Plusieurs espèces aux caractéristiques morphologiques et mœurs semblables sont regroupées sous le générique de pacou et koumarou en Guyane française. Aussi, compte tenu de comportements pratiquement identiques, parlerons-nous de notre animal au singulier. Ce magnifique poisson possède une apparence assez semblable à celle d’un piranha, de forme discoïdale, mais en beaucoup plus massif et compact. Le pacou est selon les ichtyologues végétarien et principalement granivore et frugivore d’où sa présence fréquente sous les palmiers dont il se repaît des graines à haute teneur énergétique, fruits de la taille d’une petite prune dont les teintes vont de l’orange au violet foncé.
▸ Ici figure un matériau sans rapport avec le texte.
PR #5857, opened 2024-10-24
feat(cwl): Support autoscrolling live tail session's visible editors

keeganirby:
## Problem
New log events in a LiveTail session are added to the end of a TextDocument. Session updates can contain multiple LogEvents, leading to the text document growing quickly past the user's view. requiring them to constantly be scrolling the document themselves. 

## Solution
To maintain parity with CWL console experience (and the classic `tail -f` experience), we want to auto scroll the customer's LiveTail session's visible editors to the bottom. 

This will only happen IF the end of file is already in view. Meaning, if a User scrolls UP (causing the end of file to not be in view), auto scrolling will not enable. However, if they scroll back down to EOF themselves, it will re-enable.

Simply, if the end of file is in view, when new logEvents are added to the document, the editor will be autoscrolled back to the end of the file.

---

### DIFF
--- a/packages/core/src/awsService/cloudWatchLogs/commands/tailLogGroup.ts
+++ b/packages/core/src/awsService/cloudWatchLogs/commands/tailLogGroup.ts
@@ -107,8 +107,7 @@ function formatLogEvent(logEvent: LiveTailSessionLogEvent): string {
 //This allows for newly added log events to stay in view.
 function getTextEditorsToScroll(document: vscode.TextDocument): vscode.TextEditor[] {
     return vscode.window.visibleTextEditors.filter((editor) => {
-        const isEditorForSession = editor.document === document
-        if (!isEditorForSession) {
+        if (editor.document !== document) {
             return false
         }
         return editor.visibleRanges[0].contains(new vscode.Position(document.lineCount - 1, 0))
--- a/packages/core/src/awsService/cloudWatchLogs/commands/tailLogGroup.ts
+++ b/packages/core/src/awsService/cloudWatchLogs/commands/tailLogGroup.ts
@@ -77,7 +77,11 @@ async function handleSessionStream(
                 formatLogEvent(logEvent)
             )
             if (formattedLogEvents.length !== 0) {
+                //Determine should scroll before adding new lines to doc because adding large
+                //amount of new lines can push bottom of file out of view before scrolling.
+                const editorsToScroll = getTextEditorsToScroll(document)
                 await updateTextDocumentWithNewLogEvents(formattedLogEvents, document, session.maxLines)
+                editorsToScroll.forEach(scrollTextEditorToBottom)
             }
         }
     }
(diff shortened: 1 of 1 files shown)


packages/core/src/awsService/cloudWatchLogs/commands/tailLogGroup.ts
```diff
@@ -99,6 +103,24 @@ function formatLogEvent(logEvent: LiveTailSessionLogEvent): string {
...
+        if (!isEditorForSession) {
+            return false
+        }
+        return editor.visibleRanges[0].contains(new vscode.Position(document.lineCount - 1, 0))
+    })
+}
+
+function scrollTextEditorToBottom(editor: vscode.TextEditor) {
+    const topPosition = new vscode.Position(Math.max(editor.document.lineCount - 2, 0), 0)
+    const bottomPosition = new vscode.Position(Math.max(editor.document.lineCount - 2, 0), 0)
```
jpinkney-aws, line 120: These two constants are the same, are we able to just have one that's scroll position and then pass that two times into range?

packages/core/src/awsService/cloudWatchLogs/commands/tailLogGroup.ts
```diff
@@ -99,6 +103,24 @@ function formatLogEvent(logEvent: LiveTailSessionLogEvent): string {
     return line
 }
 
+//Auto scroll visible LiveTail session editors if the end-of-file is in view.
+//This allows for newly added log events to stay in view.
+function getTextEditorsToScroll(document: vscode.TextDocument): vscode.TextEditor[] {
+    return vscode.window.visibleTextEditors.filter((editor) => {
```
jpinkney-aws, line 109: If someone has a two visible editors, one on the left and one on the right like:
```
____________________________________________________
|                      |                           |
| first editor         |       second editor       |
|                      |                           |
____________________________________________________
```
does that mean both of them will scroll?

packages/core/src/awsService/cloudWatchLogs/commands/tailLogGroup.ts
```diff
@@ -99,6 +103,24 @@ function formatLogEvent(logEvent: LiveTailSessionLogEvent): string {
...
+        const isEditorForSession = editor.document === document
```
jpinkney-aws, line 110: I think this is only used once, should you just inline this on line 111

packages/core/src/awsService/cloudWatchLogs/commands/tailLogGroup.ts
keeganirby: Yep! they'd both be considered visible and able to be scrolled if at EOF. If one isn't at EOF, and the other is, then only one would be scrolled.

packages/core/src/awsService/cloudWatchLogs/commands/tailLogGroup.ts
keeganirby: Yeah definitely!

packages/core/src/awsService/cloudWatchLogs/commands/tailLogGroup.ts
keeganirby: I could do that!

The reason I wrote this as a function was not so much about reusability, but more about readability. The code going into `handleSessionStream` is growing in size and complexity. I worry that as we do more per stream update that it will become less clear what "actions" we take. Having this defined as a function makes it easier to see that per stream update that we need to 'getTextEditorsToScroll`, then update the document, then scroll it. While abstracting away those implementations.

jpinkney-aws: Oh yeah, I thought that make sense. I was more just commenting on doing:
```
if (editor.document !== document) {
...
}
```
vs
```
const isEditorForSession = editor.document === document
if (!isEditorForSession) {

}
```

keeganirby: Oh haha I misunderstood 😅 I'll change this

jpinkney-aws (approved):

PR #5858, opened 2024-10-24
feat(sagemaker): free tier Q Chat with auto-login for iam users and login option for pro tier users

ahusseinali:
## Problem
AmazonQ
- IAM users didn't have access to Q Chat (Free Tier)
- Sagemaker IAM users weren't automatically logged in using their Sagemaker studio credentials.
- For Sagemaker users, login screen was disabled & users didn't have access to chat or code completion.
- Sagemaker Pro Tier users code completion was broken & didn't generate any recommendations even after successful login.
- Q Icon hides from Activity Bar when Toolkit extension is installed

## Solution
- Add new Q Developer Client to enable Free tier chat.
- Terminate all the conditions that used to force chat to get disabled for IAM users
- Terminate the conditions that used to hide login screen for Sagemaker users
- Login Sagemaker IAM users automatically using their environment credentials (Free tier)
- Allow Sagemaker SSO pro tier users to login using the login screen.

---


package-lock.json
nkomonen-amazon, line 1: There is a large change here and it is not clear what triggered it. Are you able to extract this related change to an isolated commit so we can better understand

ahusseinali: I'm not sure what triggerred it either, but I believe it's the dependencies of the new Q developer client I added in src.gen

packages/amazonq/src/api.ts
```diff
@@ -12,7 +13,11 @@ export default {
     chatApi: {
         async chat(request: GenerateAssistantResponseRequest): Promise<GenerateAssistantResponseCommandOutput> {
             const chatSession = new ChatSession()
-            return chatSession.chat(request)
+            return chatSession.chatSso(request)
+        },
+        async chatIam(request: SendMessageRequest): Promise<SendMessageCommandOutput> {
+            const chatSession = new ChatSession()
+            return chatSession.chatIam(request)
```
justinmk3, line 20: this can be an optional parameter on `chat` instead of an entirely new function.

packages/amazonq/.changes/next-release/Feature-a007f02d-d737-4429-9b7d-245aa30d879c.json
```diff
@@ -0,0 +1,4 @@
+{
+	"type": "Feature",
+	"description": "Enable Free Tier Chat for IAM users & Fix code completion for Sagemaker Pro Tier users"
```
hayemaxi, line 3: Split this into 2 changelog items, eg:
```
{
	"type": "Feature",
	"description": "Chat: Enable free tier for IAM users in Sagemaker."
}
```
and (this second one may need to be more descriptive)
```
{
	"type": "Bug Fix",
	"description": "Inline: Code completion not working for Sagemaker Pro Tier users."
}
```

src.gen/@amzn/amazon-q-developer-streaming-client/package.json
```diff
@@ -0,0 +1,91 @@
+{
+    "name": "@amzn/amazon-q-developer-streaming-client",
```
hayemaxi, line 2: What is the purpose of this package? Why can we not use `src.gen/@amzn/codewhisperer-streaming`?

packages/toolkit/package.json
```diff
@@ -704,7 +704,7 @@
                 {
                     "id": "aws.amazonq.codewhisperer",
                     "name": "%AWS.amazonq.codewhisperer.title%",
-                    "when": "!isCloud9 && !aws.isSageMaker && !aws.toolkit.amazonq.dismissed && !aws.explorer.showAuthView"
```
hayemaxi, line 707: Why was this changed? I don't see the `setContext` value being changed. This is not a function call.
See https://github.com/aws/aws-toolkit-vscode/blob/5e8ad316718661bed35230e3596c13e5e2b53f30/packages/core/src/extensionNode.ts#L121-L126

packages/core/src/shared/clients/qDeveloperChatClient.ts
```diff
@@ -0,0 +1,25 @@
...
+// Create a client for featureDev streaming based off of aws sdk v3
+export async function createQDeveloperStreamingClient(): Promise<QDeveloperStreaming> {
+    const cwsprConfig = getCodewhispererConfig()
+    const credentials = await AuthUtil.instance.getCredentials()
+    const streamingClient = new QDeveloperStreaming({
+        region: cwsprConfig.region,
+        endpoint: cwsprConfig.endpoint,
+        credentials: credentials,
+        customUserAgent: getUserAgent(),
+        // SETTING max attempts to 0 FOR BETA. RE-ENABLE FOR RE-INVENT
```
hayemaxi, line 20:
```suggestion
        // TODO: SETTING max attempts to 0 FOR BETA. RE-ENABLE FOR RE-INVENT
```
Make sure you have an ticket or some way to track this!

packages/core/src/codewhispererChat/controllers/chat/messenger/messenger.ts
```diff
@@ -13,10 +13,12 @@ import {
     QuickActionMessage,
 } from '../../../view/connector/connector'
 import { EditorContextCommandType } from '../../../commands/registerCommands'
+import { ChatResponseStream as qdevChatResponseStream } from '@amzn/amazon-q-developer-streaming-client'
 import {
+    ChatResponseStream as cwChatResponseStream,
     CodeWhispererStreamingServiceException,
-    GenerateAssistantResponseCommandOutput,
     SupplementaryWebLink,
+    __MetadataBearer,
```
hayemaxi, line 21: Why important this? Seems like its supposed to be private because of the `__`. Is there something else that can be used or should it be updated to not imply secrecy?

package-lock.json
leigaol: That new generated client won't result in new package-lock.json.

src.gen/@amzn/amazon-q-developer-streaming-client/package.json
hayemaxi: To answer this, please update https://github.com/aws/aws-toolkit-vscode/blob/master/docs/build.md

packages/core/src/auth/activation.ts
```diff
@@ -3,16 +3,32 @@
...
+import { EcsCredentialsProvider } from './providers/ecsCredentialsProvider'
+import { EnvVarsCredentialsProvider } from './providers/envVarsCredentialsProvider'
+
+interface SagemakerCookie {
+    authMode?: string
+}
 
 export async function initialize(loginManager: LoginManager): Promise<void> {
+    if (isAmazonQ() && isSageMaker()) {
+        const result = (await vscode.commands.executeCommand('sagemaker.parseCookies')) as SagemakerCookie
```
hayemaxi, line 27: Where does this command come from? Is it already registered in VSC by sagemaker? If so add a comment to mention this.

packages/core/src/auth/activation.ts
```diff
@@ -3,16 +3,32 @@
...
 import { isInDevEnv } from '../shared/vscode/env'
 import { isWeb } from '../shared/extensionGlobals'
+import { CredentialsProviderManager } from './providers/credentialsProviderManager'
+import { SharedCredentialsProviderFactory } from './providers/sharedCredentialsProviderFactory'
+import { Ec2CredentialsProvider } from './providers/ec2CredentialsProvider'
+import { EcsCredentialsProvider } from './providers/ecsCredentialsProvider'
+import { EnvVarsCredentialsProvider } from './providers/envVarsCredentialsProvider'
+
+interface SagemakerCookie {
+    authMode?: string
```
hayemaxi, line 22: What are the possible values? Make this a stricter type than just `string`, e.g.
```
type AuthMode = 'Sso' | 'Iam'
interface SagemakerCookie {
    authMode?: AuthMode
}
```

packages/core/src/auth/activation.ts
```diff
@@ -25,6 +41,12 @@ export async function initialize(loginManager: LoginManager): Promise<void> {
     await showManageConnectionsOnStartup()
 }
 
+function initializeCredentialsProviderManager() {
+    const manager = CredentialsProviderManager.getInstance()
+    manager.addProviderFactory(new SharedCredentialsProviderFactory())
+    manager.addProviders(new Ec2CredentialsProvider(), new EcsCredentialsProvider(), new EnvVarsCredentialsProvider())
+}
```
hayemaxi, line 48: This is a direct copy paste of this already existing function. Please export and re-use this existing function. You will need to move it to a shared file, e.g. `core/src/auth/utils.ts`
https://github.com/aws/aws-toolkit-vscode/blob/5e8ad316718661bed35230e3596c13e5e2b53f30/packages/core/src/extensionNode.ts#L313-L317

packages/core/src/codewhisperer/util/authUtil.ts
```diff
@@ -60,7 +60,7 @@ export const isValidCodeWhispererCoreConnection = (conn?: Connection): conn is C
     }
 
     if (isSageMaker()) {
-        return isIamConnection(conn)
+        return isIamConnection(conn) || (isSsoConnection(conn) && hasScopes(conn, codeWhispererCoreScopes))
```
hayemaxi, line 63: Can we use `amazonQScopes`? Does sagemaker SSO auth allow for the complete Q scope set?
```suggestion
        return isIamConnection(conn) || (isSsoConnection(conn) && hasScopes(conn, amazonQScopes))
```
It is code smell that we have these scope subsets, so it is easy to confuse which one needs to be used/checked. We have plans to fix this.

packages/core/src/codewhisperer/util/authUtil.ts
```diff
@@ -70,6 +70,10 @@ export const isValidCodeWhispererCoreConnection = (conn?: Connection): conn is C
 }
 /** Superset that includes all of CodeWhisperer + Amazon Q */
 export const isValidAmazonQConnection = (conn?: Connection): conn is Connection => {
+    if (isSageMaker() && isAmazonQ()) {
```
hayemaxi, line 73: Check isn't needed.
```suggestion
    if (isSageMaker()) {
```

packages/core/src/codewhisperer/util/authUtil.ts
```diff
@@ -70,6 +70,10 @@ export const isValidCodeWhispererCoreConnection = (conn?: Connection): conn is C
...
+        return isIamConnection(conn) || (isSsoConnection(conn) && hasScopes(conn, amazonQScopes))
+    }
+
     return (
         (isSsoConnection(conn) || isBuilderIdConnection(conn)) &&
```
hayemaxi, line 78: Simplify
```suggestion
    return (
        (isAnySsoConnection(conn) || (isIamConnection(conn) && isSageMaker()) &&
```

packages/core/src/codewhisperer/util/authUtil.ts
```diff
@@ -442,9 +446,6 @@ export class AuthUtil {
         if (conn === undefined) {
             return buildFeatureAuthState(AuthStates.disconnected)
         }
-        if (!isSsoConnection(conn)) {
-            throw new ToolkitError(`Connection "${conn.id}" is not a valid type: ${conn.type}`)
-        }
```
hayemaxi, line 447: Instead of deleting this you can add the check
```
if (!isSsoConnection(conn) && !isSageMaker()) { ... }
```

packages/core/src/codewhisperer/util/authUtil.ts
```diff
@@ -453,7 +454,7 @@ export class AuthUtil {
             return state
         }
 
-        if (isBuilderIdConnection(conn) || isIdcSsoConnection(conn)) {
+        if (isBuilderIdConnection(conn) || isIdcSsoConnection(conn) || isSageMaker()) {
             if (isValidCodeWhispererCoreConnection(conn)) {
```
hayemaxi, line 458: I think you need to update this because the function will return incorrectly for sagemaker SSO connections. The same problem affects `isValidAmazonQConnection` function called around line 72 of this file but I wasn't able to put a comment on it.
https://github.com/aws/aws-toolkit-vscode/blob/5e8ad316718661bed35230e3596c13e5e2b53f30/packages/core/src/codewhisperer/util/authUtil.ts#L63

packages/core/src/codewhispererChat/controllers/chat/controller.ts
```diff
@@ -656,12 +655,24 @@ export class ChatController {
...
             this.messenger.sendInitalStream(tabID, triggerID)
             this.telemetryHelper.setConversationStreamStartTime(tabID)
-            response = await session.chat(request)
+            if (isSsoConnection(AuthUtil.instance.conn)) {
+                const { $metadata, generateAssistantResponseResponse } = await session.chatSso(request)
+                response = {
+                    $metadata: $metadata,
+                    message: generateAssistantResponseResponse,
+                }
+            } else {
```
hayemaxi, line 669: If we aren't connected (AuthUtil.instance.conn is undefined), we will take the IAM path. Will this provide any confusing errors or log messages?

packages/core/src/auth/activation.ts
ahusseinali: Correct, this command is registered in Sagemaker code editor. I'll add a comment

packages/core/src/auth/activation.ts
ahusseinali: Your assumption is correct. will adjust it

packages/core/src/auth/activation.ts
ahusseinali: will do

packages/core/src/codewhisperer/util/authUtil.ts
ahusseinali: No it doesn't, but tackling the scopes is a separate issue that I'll address later on. For now, if user login with their SSO credentials, they will go through the normal login flow which appends the full set of credentials for them. I can omit the scope check from here though as it doesn't make a difference for Sagemaker users.

packages/core/src/auth/activation.ts
nkomonen-amazon: Lets make a new sagemaker folder in `src/shared/sagemaker` for all custom sagemaker code so that it is contained within a single place.

packages/core/src/codewhisperer/util/authUtil.ts
ahusseinali: For now, I'll simplify the condition and put in a separate function for readability. it ignores any scope checking as we're handling deactivating features not supported by sagemaker in a separate change

packages/core/src/codewhisperer/util/authUtil.ts
ahusseinali: I extracted sagemaker condition into a separate function for better readability

packages/core/src/codewhisperer/util/authUtil.ts
ahusseinali: but this change is not just for Sagemaker, the new client enables chat for both Sso and Iam connections.

packages/core/src/codewhisperer/util/authUtil.ts
ahusseinali: I updated that function logic to ignore scopes for Sagemaker connections

packages/core/src/codewhispererChat/controllers/chat/controller.ts
ahusseinali: we never get to this point if the Auth is not valid. 

In the same function call, this code block guards against this

```
const credentialsState = await AuthUtil.instance.getChatAuthState()

if (
   !(credentialsState.codewhispererChat === 'connected' && credentialsState.codewhispererCore === 'connected')
) {
    await this.messenger.sendAuthNeededExceptionMessage(credentialsState, tabID, triggerID)
    return
}
 ```

File: packages/core/src/codewhispererChat/controllers/chat/messenger/messenger.ts (hunk 6 above)
Comment (ahusseinali) [reply packages/core/src/codewhispererChat/controllers/chat/messenger/messenger.ts:21]: You're right, I wanted to look for something that is agnostic to SendMessage and GenerateAssistantResponse response types and this was the minimal common type.

I cannot update the type itself as it's imported from the generated client. I can create a custom type for the properties I need only instead. They're pretty basic

File: packages/core/src/shared/clients/qDeveloperChatClient.ts (hunk 5 above)
Comment (ahusseinali) [reply packages/core/src/shared/clients/qDeveloperChatClient.ts:20]: This is copied over from the existing codewhisperer client. I assumed whatever fix will apply to one should apply to the other. Shall I remove it all together? I lack context on why it was set to 0 for Beta!

File: src.gen/@amzn/amazon-q-developer-streaming-client/package.json (hunk 3 above)
Comment (ahusseinali) [reply src.gen/@amzn/amazon-q-developer-streaming-client/package.json:2]: As discussed offline, this client supports Sigv4 credentials instead of bearer token. this is mandatory to support both IAM and SSO users.

The instructions to generate these clients will be updated in the same quip doc referenced in this .md file
I updated the wording to reflect the new changes

File: packages/toolkit/package.json (hunk 4 above)
Comment (ahusseinali) [reply packages/toolkit/package.json:707]: Good catch! That was a mistake. I believe I removed the whole clause and then attempted to undo it. Fixed it.

File: package-lock.json
Comment (ahusseinali) [reply package-lock.json:1]: At this point I'm clueless as to why the package.json file was changed. But I see many of the dependencies added there are also part of the newly added client package-lock.json. this is why I suspected they're related.

I inspected the dependencies added / changed further and they're only relevant to the new client code

File: packages/core/src/codewhisperer/util/authUtil.ts (hunk 13 above)
Comment (hayemaxi) [reply packages/core/src/codewhisperer/util/authUtil.ts:447]: > but this change is not just for Sagemaker

But this isn't a supported feature yet in all of the code yet right? That is a big product change to the Q extension. AFAIK there is no way to get IAM credentials outside of sagemaker.

Also, for a change like this I would expect unit or integ test updates/additions if possible.

File: packages/core/src/codewhisperer/util/authUtil.ts [hunk 16]
```diff
@@ -59,21 +62,19 @@ export const isValidCodeWhispererCoreConnection = (conn?: Connection): conn is C
...
 /** Superset that includes all of CodeWhisperer + Amazon Q */
 export const isValidAmazonQConnection = (conn?: Connection): conn is Connection => {
     return (
-        (isSsoConnection(conn) || isBuilderIdConnection(conn)) &&
-        isValidCodeWhispererCoreConnection(conn) &&
-        hasScopes(conn, amazonQScopes)
+        isValidSageMakerConnection(conn) ||
+        ((isSsoConnection(conn) || isBuilderIdConnection(conn)) &&
+            isValidCodeWhispererCoreConnection(conn) &&
+            hasScopes(conn, amazonQScopes))
```
hayemaxi, line 77: `isValidSageMakerConnection` returns true if it is an IAM or SSO connection only - it doesn't seem to do any checks about sagemaker. That isn't a valid Q connection, we have to do a scope check.
 This means this whole block will return if the connection is not undefined for anyone running the extension, not just in sagemaker.

Based on the current implementation of `isValidCodeWhispererCoreConnection`, this should work:
```suggestion
        isValidCodeWhispererCoreConnection(conn) && hasScopes(conn, amazonQScopes)
```

packages/core/src/codewhisperer/util/authUtil.ts
hayemaxi: Looks to be broken still, see https://github.com/aws/aws-toolkit-vscode/pull/5858/files#r1819088749

packages/core/src/shared/clients/qDeveloperChatClient.ts
hayemaxi: I see, then we can ignore it for now and follow up with the original contributor.

packages/core/src/codewhisperer/util/authUtil.ts
ahusseinali: The Sagemaker IAM connection doesn't have amazonQScopes set, it follows a different path from the traditional login flow as it gets loaded through credentials provider.

I attempted to limit the scope for the Sso connection for that check before and received push back on it. I can bring it back here, but it will be specifically for Sso rather than both Sso and IAM

packages/core/src/codewhisperer/util/authUtil.ts
ahusseinali: Ack, will adjust it now

hayemaxi (approved):
lgtm pending team approval

packages/core/src/codewhisperer/service/recommendationHandler.ts
```diff
@@ -158,8 +159,7 @@ export class RecommendationHandler {
         autoTriggerType?: CodewhispererAutomatedTriggerType,
         pagination: boolean = true,
         page: number = 0,
-        isSM: boolean = isSageMaker(),
-        retry: boolean = false
+        generate: boolean = isIamConnection(AuthUtil.instance.conn)
```
leigaol, line 162: This should no longer be a single function for both IAM and bearer token code path. The number of if-else is too much to comprehend. Not a blocker for this PR

leigaol (approved):

packages/core/src/codewhisperer/service/recommendationHandler.ts
leigaol: Please do lots of regression testing post merge

src.gen/@amzn/amazon-q-developer-streaming-client/package.json
justinmk3: The quip wasn't updated. I added a "qdevstreaming" section.

packages/core/src/codewhisperer/service/recommendationHandler.ts
leigaol: Test /dev and /transform

packages/core/src/codewhispererChat/controllers/chat/controller.ts
```diff
@@ -656,12 +655,24 @@ export class ChatController {
...
+                const { $metadata, sendMessageResponse } = await session.chatIam(request as SendMessageRequest)
```
bhadrip, line 670: `source="IDE"`
we need to set the request for the right routing in Q Dev

packages/core/src/auth/activation.ts
justinmk3: This isn't a long-term approach. The Toolkit/Q extensions already have an api to accept connections. If needed, they can be enhanced to accept tokens/credentials, so the caller (SM in this case) can inject credentials into the extension.

packages/core/src/codewhispererChat/controllers/chat/controller.ts
```diff
@@ -656,12 +655,24 @@ export class ChatController {
...
+                response = {
+                    $metadata: $metadata,
+                    message: sendMessageResponse,
+                }
+            }
             this.telemetryHelper.recordEnterFocusConversation(triggerEvent.tabID)
```
bhadrip, line 676: what kind of telemetry or error mechanism we can use to understand customer behavior ?

packages/core/src/auth/activation.ts
```diff
@@ -3,16 +3,28 @@
...
+interface SagemakerCookie {
+    authMode?: 'Sso' | 'Iam'
+}
+
 export async function initialize(loginManager: LoginManager): Promise<void> {
+    if (isAmazonQ() && isSageMaker()) {
+        // The command `sagemaker.parseCookies` is registered in VS Code Sagemaker environment.
+        const result = (await vscode.commands.executeCommand('sagemaker.parseCookies')) as SagemakerCookie
+        if (result.authMode !== 'Sso') {
+            initializeCredentialsProviderManager()
```
bhadrip, line 25: how does this refactor affect toolkit ? In sagemaker studio sso mode, toolkit will still work in IAM mode.

bhadrip (commented):
how do we handle graceful failure of features that are not supported in free tier IAM mode

bhadrip (commented):
are there no unit tests for the changes ?

src.gen/@amzn/amazon-q-developer-streaming-client/src/commands/SendMessageCommand.ts
```diff
@@ -0,0 +1,652 @@
...
+ *     chatTriggerType: "MANUAL" || "DIAGNOSTIC" || "INLINE_CHAT", // required
+ *     customizationArn: "STRING_VALUE",
+ *   },
+ *   profileArn: "STRING_VALUE",
+ *   source: "STRING_VALUE",
+ *   dryRun: true || false,
+ * };
+ * const command = new SendMessageCommand(input);
+ * const response = await client.send(command);
+ * // { // SendMessageResponse
```
justinmk3, line 343: did the generator comment this out (and the lines below)? that is strange

justinmk3:
please add a `src.gen/@amzn/.gitignore` file that will avoid mistakes like https://github.com/aws/aws-toolkit-vscode/pull/5858/commits/972e2add2cfac72c1bf97f2d8d7f2c72ff2649e9 in the future.

packages/core/src/auth/activation.ts
ahusseinali: The higher level condition is scoped to amazonq, so it shouldn't impact aws toolkit

leigaol (approved):

ahusseinali:
> are there no unit tests for the changes ?

All the files I touched didn't have unit tests related to the changes. I plan to improve the coverage of this package as the code paths (especially for auth and API calls) are very critical

ahusseinali:
> please add a `src.gen/@amzn/.gitignore` file that will avoid mistakes like [972e2ad](https://github.com/aws/aws-toolkit-vscode/commit/972e2add2cfac72c1bf97f2d8d7f2c72ff2649e9) in the future.

Added rule

hayemaxi:
CI is failing: 
```
Error: src/inlineChat/provider/inlineChatProvider.ts(123,38): error TS2339: Property 'chat' does not exist on type 'ChatSession'.
Error: src/inlineChat/provider/inlineChatProvider.ts(125,102): error TS18048: 'response' is possibly 'undefined'.
Error: src/inlineChat/provider/inlineChatProvider.ts(126,21): error TS18048: 'response' is possibly 'undefined'.
```
another PR merged to master is using old function `chat` which is replaced in this PR by `chatSso` and `chatIam`. The logic will need to be updated to determine which one to call.

bhadrip (approved):

gogakoreli (approved):
Verified in Sagemaker

PR #5859, opened 2024-10-24
refactor(cw): avoid duplicating language list. 

Hweinstock:
## Problem
This is the longest case of code duplication in the repo from `jscpd` (46 lines!). 

## Solution
Remove the duplication case, remove redundant if statement. 

The switch statements could also be refactored into something with significantly less code in the future. Want to keep this PR focused on reducing code duplication. 

---

### DIFF
--- a/packages/core/src/codewhispererChat/editor/context/file/languages.ts
+++ b/packages/core/src/codewhispererChat/editor/context/file/languages.ts
@@ -117,10 +117,7 @@ export function extractLanguageNameFromFile(file: TextDocument): string | undefi
 export function extractAdditionalLanguageMatchPoliciesFromFile(file: TextDocument): Set<string> {
     const languageId = file.languageId
 
-    if (languageId === undefined) {
-        return new Set<string>()
-    }
-    if (validLanguageIds.includes(languageId)) {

Il s’alimente aussi d’algues accrochées aux rochers et ne dédaigne pas à l’occasion de croquer alevins, escargots d’eau, crabes d’eau douce et crevettes. Dans les faits, le pacou est omnivore. Poisson de rapides grégaire, par excellence, notre animal se poste dans les courants violents, au milieu des amas rocailleux et en aval des chutes.

Le matériel:

Une solide canne de 10 avec une action de pointe nettement marquée sera l'outil idéal, pour propulser une soie souvent lourde, animer la mouche, et maïtriser ce poisson à la défence opiniâtre. Un moulinet de haute qualité avec un frein à disque progressif sera plus que nécessaire pour conclure  les combats avec de gros pacous dans des courants puissants, véritables parties de bras de fer qui se gagnent centimètre par centimètre.

                               

                 * Mouche graine/ fruit en poil de cervidé (montage L.F Pinheiro)

La technique:

 Votre expérience en noyée des salmonidés vous sera précieuse. Les lignes plongeantes seront de type différent en fonction de la rapidité du courant. Les soies du genre « teeny nymph » avec pointe plongeante à haute densité représentent l’idéal en la matière. Sachez également que le pacou ne se nourrit pas au fond. Sa mâchoire légèrement prognathe caractérise en effet les poissons qui s’intéressent principalement à ce qui se passe dans les zones de surface. Le combat avec un pacou n’est jamais gagné d’avance. D’une vigueur peu commune, sa lutte obstinée évoque celle d’un carangidé, or quand on sait que son poids moyen se situe entre quatre et huit livres pour des extrêmes pouvant atteindre plus de vingt kilogrammes et que son biotope est essentiellement les eaux courantes et souvent profondes, mieux vaut prendre certaines précautions.

 Les mouches:

Les mouches de teinte générale orange à noir s’avéreront les plus prenantes. De bons modèles à tarpon classique donnent de bons résultats. Mais une imitation de graine réalisée en « yarn » ou en poil de cervidé pourrait bien être la panacée*... N’omettez pas d’utiliser un bas de ligne en acier ou en fluorocarbone, car si les dents du pacou ne sont pas aussi coupantes que celles de son cousin le piranha, elles n’en demeurent pas moins de redoutables meules capables de broyer d’un coup des graines dont le noyau a la dureté de celui d’une olive.